== EXTRACTED DATA ==

PR #1363, opened 2020-12-11
mfs: add 64-bit seek support, using EDR-DOS's int21.7142

ecm-pushbx:
Reference: https://www.bttr-software.de/forum/forum_entry.php?id=17254

Reference: http://web.archive.org/web/20201211155254/https://groups.google.com/g/comp.os.msdos.djgpp/c/jlxRjYzYiI4/m/wruOJMMdurwJ

This makes mfs hook interrupt 21h services 42h and 7142h.

The old-style seek is hooked to allow re-interpreting the
32-bit seek offsets: absolute unsigned seek for SEEK_SET,
relative signed seek for SEEK_CUR and SEEK_EOF, and return
FFFFffffh if the new position is >= 4 GiB.

The new-style hook is hooked to allow 64-bit seeking with
the same API as supported by Enhanced DR-DOS for its FAT+
implementation.

In both cases, we check that the handle is open and refers to
an mfs file before we handle the call.

Additionally we use new fields for size and seek offset in
the mfs file structure. The seek offset is updated from DOS's
idea of it if the latter changed independently from us;
DOS may seek through the file without notifying the redirector.

### DIFF
--- a/src/dosext/mfs/mfs.c
+++ b/src/dosext/mfs/mfs.c
@@ -172,6 +172,7 @@ TODO:
 #include <wchar.h>
 #include <sys/mman.h>
 #include <ctype.h>
+#include <stdint.h>	// types used for seek/size
 
 #if !DOSEMU
 #include <mach/message.h>
@@ -276,6 +277,8 @@ struct file_fd
   struct stat st;
   int is_writable;
   int write_allowed;
+  uint64_t seek;
+  uint64_t size;
 };
 
 /* Need to know how many drives are redirected */
@@ -426,6 +429,8 @@ static struct file_fd *do_claim_fd(const char *name)
         return NULL;
     }
     ret->dir_fd = -1;
+    ret->seek = 0;
+    ret->size = 0;
     return ret;
 }
 
@@ -3806,7 +3811,16 @@ static u_short unix_access_mode(int drive, u_short dos_mode)
   return unix_mode;
 }
 
-static void do_update_sft(const struct file_fd *f, char *fname, char *fext,
+void set_32bit_seek_or_position(uint32_t* sftfield, uint64_t fullvalue);
+void set_32bit_seek_or_position(uint32_t* sftfield, uint64_t fullvalue) {
+  if (fullvalue < 0x100000000) {
+    *sftfield = fullvalue;
+  } else {
+    *sftfield = 0xFFFFffff;
+  }
+}
+
+static void do_update_sft(struct file_fd *f, char *fname, char *fext,
 	sft_t sft, int drive, u_char attr, u_short FCBcall, int existing)
 {
     memcpy(sft_name(sft), fname, 8);
@@ -3829,11 +3843,24 @@ static void do_update_sft(const struct file_fd *f, char *fname, char *fext,
 
     if (f->type == TYPE_DISK) {
       time_to_dos(f->st.st_mtime, &sft_date(sft), &sft_time(sft));
-      sft_size(sft) = f->st.st_size;
+      f->size = f->st.st_size;
+      set_32bit_seek_or_position(&sft_size(sft), f->size);
     }
-
+    f->seek = 0;
     sft_position(sft) = 0;
     sft_fd(sft) = f->idx;
+}
+
+static void update_seek_from_dos(uint32_t seek_from_dos, uint64_t* p_seek) {
+  /*
+   * This has to be done prior to read/write because DOS may seek
+   * without calling the redirector. (Particularly in FreeDOS kernel
+   * task.c DosComLoader to rewind to the start of an executable.
+   * Its function SftSeek only calls the redirector for SEEK_EOF calls.)
+   */
+  if (seek_from_dos != -1) {
+    *p_seek = (uint64_t)seek_from_dos;
+  }
 }
 
 static int dos_fs_redirect(struct vm86_regs *state)
@@ -4017,13 +4044,15 @@ static int dos_fs_redirect(struct vm86_regs *state)
       off_t itisnow;
       f = &open_files[sft_fd(sft)];
 
-      cnt = WORD(state->ecx);
       if (f->name == NULL) {
         SETWORD(&(state->eax), ACCESS_DENIED);
         return FALSE;
       }
+
+      update_seek_from_dos(sft_position(sft), &f->seek);
+      cnt = WORD(state->ecx);
       if (cnt) {
-        int cnt1 = region_lock_offs(f->fd, sft_position(sft), cnt);
+        int cnt1 = region_lock_offs(f->fd, f->seek, cnt);
         assert(cnt1 <= cnt);
 #if 1
         if (cnt1 <= 0) {  // allow partial reads even though DOS does not
@@ -4037,9 +4066,9 @@ static int dos_fs_redirect(struct vm86_regs *state)
         cnt = cnt1;
       }
       Debug0((dbg_fd, "Read file fd=%x, dta=%#x, cnt=%d\n", f->fd, dta, cnt));
-      Debug0((dbg_fd, "Read file pos = %d\n", sft_position(sft)));
+      Debug0((dbg_fd, "Read file pos = %"PRId64"\n", f->seek));
       Debug0((dbg_fd, "Handle cnt %d\n", sft_handle_cnt(sft)));
-      itisnow = lseek(f->fd, sft_position(sft), SEEK_SET);
+      itisnow = lseek(f->fd, f->seek, SEEK_SET);
       if (itisnow < 0 && errno != ESPIPE) {
         SETWORD(&(state->ecx), 0);
         return TRUE;
@@ -4059,10 +4088,11 @@ static int dos_fs_redirect(struct vm86_regs *state)
         SETWORD(&(state->ecx), cnt);
         return_val = TRUE;
       }
-      sft_position(sft) += ret;
+      f->seek += ret;
+      set_32bit_seek_or_position(&sft_position(sft), f->seek);
       sft_abs_cluster(sft) = 0x174a; /* XXX a test */
       /*      Debug0((dbg_fd, "File data %02x %02x %02x\n", dta[0], dta[1], dta[2])); */
-      Debug0((dbg_fd, "Read file pos after = %d\n", sft_position(sft)));
+      Debug0((dbg_fd, "Read file pos (fseek) after = %"PRId64"\n", f->seek));
       return (return_val);
     }
 
@@ -4073,6 +4103,7 @@ static int dos_fs_redirect(struct vm86_regs *state)
         return FALSE;
       }
 
+      update_seek_from_dos(sft_position(sft), &f->seek);
       cnt = WORD(state->ecx);
       Debug0((dbg_fd, "Write file fd=%x count=%x sft_mode=%x\n", f->fd, cnt, sft_open_mode(sft)));
       if (f->type == TYPE_PRINTER) {
@@ -4086,15 +4117,16 @@ static int dos_fs_redirect(struct vm86_regs *state)
 
       if (!cnt) {
         Debug0((dbg_fd, "Applying O_TRUNC at %x\n", (int)s_pos));
-        if (ftruncate(f->fd, (off_t)sft_position(sft))) {
+        if (ftruncate(f->fd, (off_t)f->seek)) {
           Debug0((dbg_fd, "O_TRUNC failed\n"));
           SETWORD(&(state->eax), ACCESS_DENIED);
           return FALSE;
         }
-        sft_size(sft) = sft_position(sft);
+        f->size = f->seek;
+        set_32bit_seek_or_position(&sft_size(sft), f->size);
         SETWORD(&(state->ecx), 0);
       } else {
-        int cnt1 = region_lock_offs(f->fd, sft_position(sft), cnt);
+        int cnt1 = region_lock_offs(f->fd, f->seek, cnt);
         assert(cnt1 <= cnt);
 #if 1
         if (cnt1 <= 0) {  // allow partial writes even though DOS does not
@@ -4107,25 +4139,28 @@ static int dos_fs_redirect(struct vm86_regs *state)
         }
         cnt = cnt1;
 
-        s_pos = lseek(f->fd, sft_position(sft), SEEK_SET);
+        s_pos = lseek(f->fd, f->seek, SEEK_SET);
         if (s_pos < 0 && errno != ESPIPE) {
           SETWORD(&(state->ecx), 0);
           return TRUE;
         }
         Debug0((dbg_fd, "Handle cnt %d\n", sft_handle_cnt(sft)));
-        Debug0((dbg_fd, "sft_size = %x, sft_pos = %x, dta = %#x, cnt = %x\n",
-                      (int)sft_size(sft), (int)sft_position(sft), dta, (int)cnt));
+        Debug0((dbg_fd, "fsize = %"PRIx64", fseek = %"PRIx64", dta = %#x, cnt = %x\n",
+                      f->size, f->seek, dta, (int)cnt));
         ret = dos_write(f->fd, dta, cnt);
         if (ret < 0) {
           Debug0((dbg_fd, "Write Failed : %s\n", strerror(errno)));
           SETWORD(&(state->eax), ACCESS_DENIED);
           return FALSE;
         }
-        sft_position(sft) += ret;
-        if ((ret + s_pos) > sft_size(sft))
-          sft_size(sft) = ret + s_pos;
+        f->seek += ret;
+        set_32bit_seek_or_position(&sft_position(sft), f->seek);
+        if ((ret + s_pos) > f->size) {
+          f->size = ret + s_pos;
+          set_32bit_seek_or_position(&sft_size(sft), f->size);
+        }
         Debug0((dbg_fd, "write operation done,ret=%x\n", ret));
-        Debug0((dbg_fd, "sft_position=%u, Sft_size=%u\n", sft_position(sft), sft_size(sft)));
+        Debug0((dbg_fd, "fseek=%"PRIu64", fsize=%"PRIu64"\n", f->seek, f->size));
         SETWORD(&(state->ecx), ret);
       }
       //    sft_abs_cluster(sft) = 0x174a;	/* XXX a test */
@@ -4561,7 +4596,7 @@ do_create_truncate:
 
       do_update_sft(f, fname, fext, sft, drive, attr, FCBcall, 0);
       Debug0((dbg_fd, "create succeeds: '%s' fd = 0x%x\n", fpath, f->fd));
-      Debug0((dbg_fd, "size = 0x%x\n", sft_size(sft)));
+      Debug0((dbg_fd, "fsize = 0x%"PRIx64"\n", f->size));
 
       /* If FCB open requested, we need to call int2f 0x120c */
       if (FCBcall) {
@@ -4697,7 +4732,8 @@ do_create_truncate:
       offset = lseek(f->fd, offset, SEEK_END);
       Debug0((dbg_fd, "Seek returns fd=%x ofs=%lld\n", f->fd, (long long)offset));
       if (offset != -1) {
-        sft_position(sft) = offset;
+        f->seek = offset;
+        set_32bit_seek_or_position(&sft_position(sft), f->seek);
         SETWORD(&(state->edx), offset >> 16);
         SETWORD(&(state->eax), WORD(offset));
         return TRUE;
@@ -4954,4 +4990,117 @@ do_create_truncate:
   }
 
   return ret;
+}
+
+static uint16_t check_is_our_handle(sft_t* p_sft)
+{
+  struct vm86_regs saved_regs = REGS;
+  uint16_t handle;
+  sft_t sft;
+  int dd;
+
+  _AX = 0x1220;		// get PHT entry from user handle
+  // bx = PHT file handle
+  CARRY;
+  do_int_call_back(0x2F);
+  if (isset_CF()) {
+    REGS = saved_regs;
+    return 0;
+  }
+  handle = *(uint8_t *)LINEAR2UNIX(SEGOFF2LINEAR(SREG(es), LWORD(edi)));
+  if (handle == 255) {
+    REGS = saved_regs;
+    return 0;
+  }
+  _AX = 0x1216;		// get SFT address from PHT entry content
+  _BX = handle;
+  CARRY;
+  do_int_call_back(0x2F);
+  if (isset_CF()) {
+    REGS = saved_regs;
+    return 0;
+  }
+  sft = LINEAR2UNIX(SEGOFF2LINEAR(SREG(es), LWORD(edi)));
+  dd = SFT_DRIVE(sft);	// this has bit 0x8000 set if non-redirector file
+  if (dd < 0 || dd >= MAX_DRIVES || !drives[dd].root) {
+    REGS = saved_regs;
+    return 0;
+  }
+  *p_sft = sft;		// remember SFT entry address
+  REGS = saved_regs;
+  return 1;
+}
+
+uint64_t sign_extend_32_to_64(uint64_t in);
+uint64_t sign_extend_32_to_64(uint64_t in) {
+  uint64_t out = in;
+  if (in & 0x80000000) {
+    out |= 0xFFFFffff00000000;
+  }
+  return out;
+}
+
+int mfs_old_seek(void) {
+  sft_t sft;
+  struct file_fd *f;
+  uint32_t destination;
+  uint64_t seek;
+  if (check_is_our_handle(&sft) == 0) {
+    return 0;		// I_NOT_HANDLED
+  }
+  f = &open_files[sft_fd(sft)];
+  seek = (_CX << 16) | _DX;
+  switch (_AL) {
+    case 0:	// SEEK_SET (full 4 GiB area)
+      f->seek = seek;
+      break;
+    case 1:	// SEEK_CUR (sign extend offset, +-2 GiB)
+      update_seek_from_dos(sft_position(sft), &f->seek);
+      f->seek = f->seek + sign_extend_32_to_64(seek);
+      break;
+    case 2:	// SEEK_EOF (sign extend offset, +-2 GiB)
+      f->seek = f->size + sign_extend_32_to_64(seek);
+      break;
+    default:
+      return 0;		// I_NOT_HANDLED
+  }
+  set_32bit_seek_or_position(&destination, f->seek);
+  sft_position(sft) = destination;
+  _DX = (destination >> 16) & 0xFFFF;
+  _AX = (destination) & 0xFFFF;
+  NOCARRY;
+  return 1;		// I_HANDLED
+}
+
+int mfs_new_seek(void) {
+  sft_t sft;
+  struct file_fd *f;
+  uint64_t* p_seek_struct;
+  uint64_t seek;
+  if (check_is_our_handle(&sft) == 0) {
+    return 0;		// I_NOT_HANDLED
+  }
+  f = &open_files[sft_fd(sft)];
+  p_seek_struct = (uint64_t *)LINEAR2UNIX(SEGOFF2LINEAR(SREG(ds), LWORD(edx)));
+  seek = *p_seek_struct;
+  switch (_CL) {
+    case 0:
+      f->seek = seek;
+      break;
+    case 1:
+      update_seek_from_dos(sft_position(sft), &f->seek);
+      f->seek = f->seek + seek;
+      break;
+    case 2:
+      f->seek = f->size + seek;
+      break;
+    default:
+      _AX = 1;		// invalid function
+      CARRY;
+      return 1;		// I_HANDLED
+  }
+  set_32bit_seek_or_position(&sft_position(sft), f->seek);
+  *p_seek_struct = f->seek;
+  NOCARRY;
+  return 1;		// I_HANDLED
 }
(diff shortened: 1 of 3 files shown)


ecm-pushbx:
Fixed a bug, forgot to restore registers if the drive of an SFT did not match an mfs drive.

ecm-pushbx:
We should probably set errno to zero and check for a nonzero value after the lseek function call returns. If the off_t return value is -1 or otherwise negative, this can be a valid return if errno is still zero. I'd rather put that in another commit though. Thoughts?

stsp:
We do not call to mfs from msdos().
Can you provide the self-contained patch
for mfs only?
Also I wonder why should this belong to
0x71 group? Can you instead extend 0x73
aka mfs_fat32()?

stsp:
lseek() never validly returns -1, what do you mean?

src/dosext/mfs/mfs.c
```diff
@@ -3829,13 +3843,26 @@ static void do_update_sft(const struct file_fd *f, char *fname, char *fext,
...
     sft_position(sft) = 0;
     sft_fd(sft) = f->idx;
 }
 
+static void update_seek_from_dos(uint32_t seek_from_dos, uint64_t* p_seek) {
+  /*
+   * This has to be done prior to read/write because DOS may seek
+   * without calling the redirector. (Particularly in FreeDOS kernel
+   * task.c DosComLoader to rewind to the start of an executable.
+   * Its function SftSeek only calls the redirector for SEEK_EOF calls.)
```
stsp, line 3859: Then its a bug in freedos.
Have you asked them why it is so?
Also have you checked if this is the
case with fdpp too?

stsp: OK, this is just a cleanup.
We check the seek position anyway.

stsp:
Does dr-dos really do that FFFFffffh trick?
SFT seems to contain a lot of "crap" to stuff
the high offset in.

src/dosext/mfs/mfs.c
```diff
@@ -4955,3 +4991,116 @@ static int dos_fs_redirect(struct vm86_regs *state)
 
   return ret;
 }
+
+static uint16_t check_is_our_handle(sft_t* p_sft)
```
stsp, line 4995: See LFN_A6_HELPER_OFF in bios.s.
It does similar thing, but then calls int2f.
It is important because DOS (fdpp or
freedos) may one day implement that.
And it will call to int2f/11xx.
This is how we added 0x71a6 to fdpp.

stsp:
I would suggest starting from defining
int2f/11xx and int21/71xx APIs for that.
I don't think this patch can be applied
in its current form.
Lets discuss the API first, then see if
there is really no room in SFT for that,
then implement. :)

ecm-pushbx:
> We do not call to mfs from msdos().
> Can you provide the self-contained patch
> for mfs only?
> Also I wonder why should this belong to
> 0x71 group? Can you instead extend 0x73
> aka mfs_fat32()?

The 21.7142 call is EDR-DOS compatible. We could roll our own function to expose 64-bit seek/size, but why bother? Callers will want a unified interface that works on prior implementations too (even if perhaps EDR-DOS with FAT+ is the only such). I believe EDR-DOS chose an 71h subfunction because the LFN findfirst/findnext calls already support 64-bit file sizes. (This seems to be supported by mfs's LFN services already.)

Also the call from msdos() seems like the right place to do this. As far as I understand it, the revect / second revect stuff is for things not supported by the DOS kernel. We want to extend the seek interfaces for our handles, but proceed with the original DOS service (only) for other FS handles.

> Does dr-dos really do that FFFFffffh trick?
> SFT seems to contain a lot of "crap" to stuff
> the high offset in.

I did not copy EDR-DOS's internal handling as related to SFTs. In fact, I didn't look at their implementation recently at all, the program logic is all mine. Only the int 21.7142 interface is compatible to theirs, as per the reference. 

I believe to recall that they extended the SFT with "high dword" fields for the offset and size. I don't know how they deal with large values as regards the return value of 21.42 calls. Storing any of the extensions into the SFT entry is possible, but not required by anyone. The mfs file structure is an "SFT extension" anyway.

> lseek() never validly returns -1, what do you mean?

I looked some and found [a stackoverflow answer](https://stackoverflow.com/questions/19339110/why-does-lseek-allow-me-to-set-a-negative-file-position/19339186#19339186) which says that the seek offset returned can be negative, and we should check errno. But perhaps that standard (POSIX.1-1990) is outdated. In 32-bit-seek DOS (21.42) the seek position can become "negative", it just maps to the high half of the 4 GiB address space.

stsp:
> The 21.7142 call is EDR-DOS compatible.

Is it documented anywhere?
In any case, you will still need to come up
the the int2f/11xx (1142 perhaps) counterpart.

> Storing any of the extensions into the SFT entry is possible, but not required by anyone.

This is unless you implement 11xx counterpart.
Once you do, it will demand the sft extension.

> We want to extend the seek interfaces for our handles,
> but proceed with the original DOS service (only) for other FS handles.

No, we want to allow fdpp to implement this
on his own, if he wants to. You can't steal some
API from DOS and disallow an impl in the
future.
Please see at 71a6, its the same thing.
Its very small in fdpp, you can implement
your 7142 there by a mere copy/paste.

stsp:
Please re-use  LFN_A6_HELPER_OFF in bios.s.
and you will see that what I ask for, is not any bigger,
but is actually even smaller change then you currently
offer.

ecm-pushbx:
> You can't steal some
> API from DOS and disallow an impl in the
> future.
> Please see at 71a6, its the same thing.
> Its very small in fdpp, you can implement
> your 7142 there by a mere copy/paste.

How is the 2F.11A6 called in non-fdpp DOSes?

ecm-pushbx:
This is 71A6h in fdpp: https://github.com/dosemu2/fdpp/blob/fc27b4a1f9176dd45cd12415aa25bc2190f983e6/kernel/inthndlr.c#L1545

This is it in mfs/lfn.c: https://github.com/dosemu2/dosemu2/blob/40432fc7c6c3f65a7739141927e7a31a827d762d/src/dosext/mfs/lfn.c#L1102

andrewbird:
https://github.com/dosemu2/dosemu2/blob/40432fc7c6c3f65a7739141927e7a31a827d762d/src/base/bios/x86/bios.s#L690-L709

ecm-pushbx:
Question: Shouldn't this https://github.com/dosemu2/fdpp/blob/fc27b4a1f9176dd45cd12415aa25bc2190f983e6/kernel/inthndlr.c#L1575 restore *r to saved_r too?

ecm-pushbx:
And when lfn.c calls the helper how are the registers of the caller preserved?

stsp:
> Question: Shouldn't this https://github.com/dosemu2/fdpp/blob/fc27b4a1f9176dd45cd12415aa25bc2190f983e6/kernel
> /inthndlr.c#L1575 restore *r to saved_r too?

In case of no CF, we just pass the results
of int2f back to int21's caller, as in our impl
they are fully similar for simplicity. Which
means restore is not needed.
If you need additional mangling, you can do
it after restore.

> And when lfn.c calls the helper how are the registers of the caller preserved?

Same answer: the APIs are similar, and so
no extra save/restore work is needed. Depending
on a situation you may use the same short-cut,
or do something more sophisticated. I just wanted
to show with that impl that this way is much simpler
than anything else.

> This is unless you implement 11xx counterpart.
> Once you do, it will demand the sft extension

This assertion of mine is likely wrong.
What I meant to say is that this way you won't
be able to "not pass" seeks to a redirector and
make them later. But SFT extension is not a
cure here, so if you don't want one - its up to you.

stsp:
> But SFT extension is not a
> cure here, so if you don't want one - its up to you.

This is because, I suppose, edr-dos does not
pass that call to a redirector. So we won't see
its extension, and being compatible with it may
not help at all.

andrewbird:
I do wonder about whether it's wise to extend int21/42. I can see why it can be done for SEEK_SET, but unless there are actual applications doing it already, why do it? Any new application, or that has source available, could use your new call int21/7142.

stsp:
> I do wonder about whether it's wise to extend int21/42.

I think this will automatically not happen in
a course of that discussion.
You simply can't extend it w/o hooking into msdos().

ecm-pushbx:
> > Question: Shouldn't this https://github.com/dosemu2/fdpp/blob/fc27b4a1f9176dd45cd12415aa25bc2190f983e6/kernel
> > /inthndlr.c#L1575 restore *r to saved_r too?
> 
> In case of no CF, we just pass the results
> of int2f back to int21's caller, as in our impl
> they are fully similar for simplicity. Which
> means restore is not needed.
> If you need additional mangling, you can do
> it after restore.
> 
> > And when lfn.c calls the helper how are the registers of the caller preserved?
> 
> Same answer: the APIs are similar, and so
> no extra save/restore work is needed. Depending
> on a situation you may use the same short-cut,
> or do something more sophisticated. I just wanted
> to show with that impl that this way is much simpler
> than anything else.

I just tested this. According to [the interrupt list](http://www.owl.homeip.net/manuals/systems/dos/rbrown/intr/rb-3216.htm) 21.71A6 should not modify any registers on success. But yours (using the recent FreeDOS kernel) does modify ax, bx, di, and es. Test case:

```
test$ dosemu -dumb -K "$PWD" -E "c:ldebug"
dosemu2 2.0pre8-20201211-2566-g76135b8ab Configured: 2020-12-11 13:42:37 +0100
Submit Bugs via https://github.com/dosemu2/dosemu2/issues
This program comes with ABSOLUTELY NO WARRANTY.
This is free software, GPL v2 (or any later version) distribution conditions.

FreeDOS kernel - SVN (build 2042 OEM:0xfd) [compiled Jan 24 2020]
Kernel compatibility 7.10 - BORLANDC - 80386 CPU required - FAT32 support

dosemu EMS driver rev 0.9 installed.
Kernel: allocated 36 Diskbuffers = 19152 Bytes in HMA
emufs: redirector enabled
BLASTER=A220 I5 D1 H5 P330 T6
MIDI=SYNTH:2 MAP:E MODE:0
Welcome to dosemu2!
    Build 2.0pre8-20201211-2566-g76135b8ab
-a
196A:0100 mov ax, 3D00
196A:0103 mov dx, 200
196A:0106 int 21
196A:0108 jc 140
196A:010A mov bx, ax
196A:010C mov dx, 300
196A:010F mov ax, 71A6
196A:0112 stc
196A:0113 int 21
196A:0115 int3
196A:0116 nop
196A:0117 
-a 140
196A:0140 int3
196A:0141 int3
196A:0142 
-e 200 "TEST.DAT" 0
-f 300 l 100 26
-r
AX=0000 BX=0000 CX=0000 DX=0000 SP=FFFE BP=0000 SI=0000 DI=0000
DS=196A ES=196A SS=196A CS=196A IP=0100 NV UP EI PL ZR NA PE NC
196A:0100 B8003D            mov     ax, 3D00
-t
AX=3D00 BX=0000 CX=0000 DX=0000 SP=FFFE BP=0000 SI=0000 DI=0000
DS=196A ES=196A SS=196A CS=196A IP=0103 NV UP EI PL ZR NA PE NC
196A:0103 BA0002            mov     dx, 0200
-
AX=3D00 BX=0000 CX=0000 DX=0200 SP=FFFE BP=0000 SI=0000 DI=0000
DS=196A ES=196A SS=196A CS=196A IP=0106 NV UP EI PL ZR NA PE NC
196A:0106 CD21              int     21
-
AX=0005 BX=0000 CX=0000 DX=0200 SP=FFFE BP=0000 SI=0000 DI=0000
DS=196A ES=196A SS=196A CS=196A IP=0108 NV UP EI PL ZR NA PE NC
196A:0108 7236              jb      0140                            not jumping
-
AX=0005 BX=0000 CX=0000 DX=0200 SP=FFFE BP=0000 SI=0000 DI=0000
DS=196A ES=196A SS=196A CS=196A IP=010A NV UP EI PL ZR NA PE NC
196A:010A 89C3              mov     bx, ax
-
AX=0005 BX=0005 CX=0000 DX=0200 SP=FFFE BP=0000 SI=0000 DI=0000
DS=196A ES=196A SS=196A CS=196A IP=010C NV UP EI PL ZR NA PE NC
196A:010C BA0003            mov     dx, 0300
-
AX=0005 BX=0005 CX=0000 DX=0300 SP=FFFE BP=0000 SI=0000 DI=0000
DS=196A ES=196A SS=196A CS=196A IP=010F NV UP EI PL ZR NA PE NC
196A:010F B8A671            mov     ax, 71A6
-
AX=71A6 BX=0005 CX=0000 DX=0300 SP=FFFE BP=0000 SI=0000 DI=0000
DS=196A ES=196A SS=196A CS=196A IP=0112 NV UP EI PL ZR NA PE NC
196A:0112 F9                stc
-
AX=71A6 BX=0005 CX=0000 DX=0300 SP=FFFE BP=0000 SI=0000 DI=0000
DS=196A ES=196A SS=196A CS=196A IP=0113 NV UP EI PL ZR NA PE CY
196A:0113 CD21              int     21
-
AX=11A6 BX=0003 CX=0000 DX=0300 SP=FFFE BP=0000 SI=0000 DI=0183
DS=196A ES=00D9 SS=196A CS=196A IP=0115 NV UP EI PL NZ AC PE NC
196A:0115 CC                int3
-d ds:dx l 34
196A:0300  20 00 00 00 00 55 3F 5B-D1 CF D6 01 00 90 97 63  ....U?[.......c
196A:0310  D1 CF D6 01 00 55 3F 5B-D1 CF D6 01 11 08 00 00 .....U?[........
196A:0320  02 00 00 00 02 02 00 00-01 00 00 00 00 00 00 00 ................
196A:0330  80 00 82 06            -                        ....
-
```

ecm-pushbx:
> I do wonder about whether it's wise to extend int21/42. I can see why it can be done for SEEK_SET, but unless there are actual applications doing it already, why do it? Any new application, or that has source available, could use your new call int21/7142.

The old-style service is hooked to allow applications to work with large files, in some cases even if the application is not aware of it.

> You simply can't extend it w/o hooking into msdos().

===

YOUR OBJECTIVE:
Each line above that contains the string "never" should be identified and copied.

PROBLEM SOLUTION:
lseek() never validly returns -1, what do you mean?
> lseek() never validly returns -1, what do you mean?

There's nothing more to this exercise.